Rupiah sebagai mata uang emerging market dengan imbal hasil tinggi sangat sensitif dengan sentimen pelaku pasar global.
Ketika sentimen membaik, rupiah cenderung menguat, begitu juga sebaliknya.
Selain itu dari dalam negeri, data ekonomi yang dirilis oleh Bank Indonesia (BI) sejak kemarin juga mendongkrak kinerja rupiah.
Pagi tadi, BI mengumumkan Indeks Keyakinan Konsumen (IKK) periode November 2021 sebesar 118,5. Naik dibandingkan bulan sebelumnya yang sebesar 113,4.
IKK menggunakan angka 100 sebagai titik mula. Kalau di atas 100, maka artinya konsumen percaya diri menghadapi situasi ekonomi.
Rilis dari BI tersebut menunjukkan konsumen Indonesia kian percaya diri melihat kondisi ekonomi saat ini hingga enam bulan ke depan.
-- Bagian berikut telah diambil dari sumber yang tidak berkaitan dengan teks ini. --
PR #172, opened 2023-10-05
Fix the unit tests for the teal_data refactor

vedhav:
Fixes the broken tests due to the teal_data refactor


gogonzo (approved):

gogonzo:
Thanks @vedhav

Optimisme itu tergambar dari Indeks Keyakinan Konsumen (IKK).
"IKK meningkat pada seluruh kategori pengeluaran dan kelompok usia responden. Secara spasial, IKK meningkat di sebagian besar kota yang disurvei, tertinggi di Pontianak, diikuti oleh Palembang dan Mataram," sebut keterangan resmi BI.
Sementara Selasa kemarin BI melaporkan peningkatan cadangan devisa pada akhir November sebesar US$ 145,9 miliar, naik US$ 400 juta dari bulan sebelumnya US$ 145,5 miliar. Cadangan devisa tersebut tidak jauh dibandingkan rekor tertinggi sepanjang masa tercatat sebesar US$ 146,9 yang tercatat pada September lalu.
"Posisi cadangan devisa tersebut setara dengan pembiayaan 8,3 bulan impor atau 8,1 bulan impor dan pembayaran utang luar negeri pemerintah, serta berada di atas standar kecukupan internasional sekitar 3 bulan impor. Bank Indonesia menilai cadangan devisa tersebut mampu mendukung ketahanan sektor eksternal serta menjaga stabilitas makroekonomi dan sistem keuangan," tulis BI dalam keterangan resmi hari ini.
Dengan cadangan devisa yang tinggi dan kembali mengalami peningkatan, BI memiliki lebih banyak amunisi menghadapi kemungkinan terjadinya gejolak di pasar finansial yang bisa membuat rupiah tertekan.